What to produce: The task calls for each line of the records below in which the word "just" appears.

Stored data
----------------------------------------
PR #11908, opened 2021-11-29
Add additional rights and clarifications to user management API

meiersi-da:
Addresses: learning from design doc and review comments from https://github.com/digital-asset/daml/pull/11818/ that were added after merging; concretely
- add `CanActAsAnyParty` and `CanReadAsAnyParty` rights
- make `primary_party` optional for special users
- add `DeleteUserResponse`

FYI: @da-tanabe @bame-da @cocreature @gerolf-da @stefanobaghino-da @adriaanm-da @nmarton-da 

### Pull Request Checklist

- [x] If you mean to change the status of a component, please make sure you keep [the Component Status page](https://github.com/digital-asset/daml/blob/main/docs/source/support/component-statuses.rst) up to date.

trigger the build.

### DIFF
--- a/ledger-api/grpc-definitions/com/daml/ledger/api/v1/admin/user_management_service.proto
+++ b/ledger-api/grpc-definitions/com/daml/ledger/api/v1/admin/user_management_service.proto
@@ -87,12 +87,6 @@ message Right {
     // The user is allowed to administrate the participant node.
     message ParticipantAdmin {}
 
-    // The user can authorize commands for any party hosted on this participant node.
-    message CanActAsAnyParty {}
-
-    // The user can all read ledger data visible to some party on this participant node.
-    message CanReadAsAnyParty {}
-
     // The user can authorize commands for the given party.
     message CanActAs {
         string party = 1;
@@ -105,9 +99,8 @@ message Right {
 
     oneof kind {
         ParticipantAdmin participant_admin = 1;
-        CanActAsAnyParty can_act_as_any_party = 2;
-        CanActAs can_act_as = 3;
-        CanReadAs can_read_as = 4;
+        CanActAs can_act_as = 2;
+        CanReadAs can_read_as = 3;
     }
 }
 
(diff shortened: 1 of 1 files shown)


cocreature (approved):
Looks sensible, thank you!

cocreature (commented):
@meiersi-da given that the extra rights are out of date now iiuc should this be updated? (and merged so we have the same base to work against)

meiersi-da:
Agreed @moritzkiefer-da . I've just found that we already have `ClaimActAsAnyParty`, so I've only removed the `ReadAsAnyParty` right. Will merge as soon as the checks pass.

cocreature:
> Agreed @moritzkiefer-da . I've just found that we already have `ClaimActAsAnyParty`, so I've only removed the `ReadAsAnyParty` right.

Note that while we have this internally, we currently do not expose this in any form to our users. So we may still want to be cautious in making this part of our public APi.

meiersi-da:
> Note that while we have this internally, we currently do not expose this in any form to our users. So we may still want to be cautious in making this part of our public APi.

I'm inclined to expose it as it is
1. well-defined
2. solves use-cases like using Navigator in an authenticated setup

That said, I might be overlooking things. So what actions do you think we need to take before exposing this?

meiersi-da:
Hmm... now having written that I get the rubber-duck effect: it seems that `CanActAsAnyParty` invites all kinds of hacks, instead of forcing us to solve the actual rights managements problems which would exist anyways in production. So yeah, I'm more inclined to remove it for now.

@bame-da what is your opinion?

cocreature:
I’m not super strongly opposed to exposing it but it doesn’t seem necessary for 2.0 and I have concerns similar to the ones you mentioned above (encouraging various antipatterns). Adding it later seems fully backwards compatible so we can add it once we’re confident it’s a good idea.

meiersi-da:
Thanks @cocreature for the valuable push-back. I've removed the xxxAnyRights

cocreature:
> Thanks @cocreature for the valuable push-back. I've removed the xxxAnyRights

thanks! and just to be clear I’m happy to revisit this outside of the 2.0 scope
----------------------------------------
Your solution:
Agreed @moritzkiefer-da . I've just found that we already have `ClaimActAsAnyParty`, so I've only removed the `ReadAsAnyParty` right. Will merge as soon as the checks pass.
> Agreed @moritzkiefer-da . I've just found that we already have `ClaimActAsAnyParty`, so I've only removed the `ReadAsAnyParty` right.
thanks! and just to be clear I’m happy to revisit this outside of the 2.0 scope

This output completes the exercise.